**Goal of the exercise**. Filter the data for "delegation" and copy matching lines.

**Records provided**.

PR #139, opened 2021-11-16
refactor(wallet): move delegatee$ under RewardAccount

mkazlauskas:
# Context

Currently `delegatee$` picks up delegation from any stake key found in local transactions. Need to have more specific information, delegatee per reward account.

# Proposed Solution

Move it under `Wallet.delegation.rewardAccounts$` and make it optional

## Additional changes

Fix a bug where subscribing to `Wallet.transactions.outgoing.confirmed$` or `failed$` after transaction is submitted wouldn't emit anything.


packages/wallet/src/services/types.ts
```diff
@@ -82,12 +82,12 @@ export enum StakeKeyStatus {
 export interface RewardAccount {
   address: Cardano.Address;
   keyStatus: StakeKeyStatus;
-  // Maybe add rewardsHistory$ and delegatee$ for each reward account too
+  delegatee: Delegatee;
```
rhyslbw, line 85:
```suggestion
  delegatee?: Delegatee;
```
Semanticly reward accounts are not always delegated. This would be the case for a Stake Pool reward account, which is associated with the pool formally, but not delegating to it.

**Response**.
Currently `delegatee$` picks up delegation from any stake key found in local transactions. Need to have more specific information, delegatee per reward account.
Move it under `Wallet.delegation.rewardAccounts$` and make it optional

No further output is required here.